Perhaps it’s the ideas of a young boy knowing about chlamydia. But isn’t it good that a young person has the possibility of learning about sexual activities from literature rather than Hollywood, from science rather than from advertising? That he will learn to be very careful and loving of his partner rather than a foolish or ignorant transmitter of a disease that usually men only carry and women primarily suffer from?
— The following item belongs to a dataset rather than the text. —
PR #4798, opened 2026-06-04
feat: add validateFullSchema and assertValidFullSchema

### LINKED ISSUE #4415: Allow to validate a full schema
GraphQL JS has a function to validate a user schema, [`validateSchema()`](https://github.com/graphql/graphql-js/blob/b0f467d6d00da71d182e50280ac180b694f1cd63/src/type/validate.ts#L75).

This works well if the schema is a user schema not containing any of the builtin types.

Sometimes a very debilitating and almost impossible disease to cure.

There are several aspects to the “maturity” taboo. One aspect is that although fashions in attitude change with the generations (and also within the generations) they are rarely able to really address the taboos of power and authority except in the almost brutal way of “let it all hang out”, as it was put in the 60s, which was pretty unappealing and sometimes even dangerous not so much to the hanger outer as to his surround.

There are areas where Bradley feels uncomfortably unconscious but these expressions are not glossed over or covered with attitudes. Also in areas where Bradley shows uncertainties and lacks I know that my desire for an “authoritative” grasp of a situation may subvert my need to understand what is outside my present comprehension and yet not add further to my knowledge.

Bradley also approaches with his iconoclasm quite carefully, by throwing out what appear to be innocuous phrases which in fact seriously question our need to continually show ourselves to be hierarchically structured, unquestionable “adults”.

This book is wide-ranging and the result of a deep commitment to trolling the submerged in the world (inside and out) and whatever it turns up, however discomforting that might be. So I see a commitment to the rational and the irrational together and an ability to take the clues as they come without it being necessary to control them so that sometimes there is surrealism, or language poetry, or the personal, or complex references, or slightly seen plays of language, or mythical activity, or sometimes the shock sensibility of some writers or maybe it is better to leave that under the heading of unearthing and accepting whatever turns up whether it causes pleasure or disgust so long as (the old but, according to my limited knowledge, still unreplaced proviso goes) no one’s boundaries are intruded on.

In these poems there are very fine expressions, lovely passages, fleeting as is usually the case, but there like the air, like the good dreams along with the nightmares. These poems are well beyond fashion or any particular style. They reflect the complexity, clarity and incomprehensibility of our lives. What they don’t try to do is anything in particular. They are poetry as we hope to find it. And worth all the attention we can give them.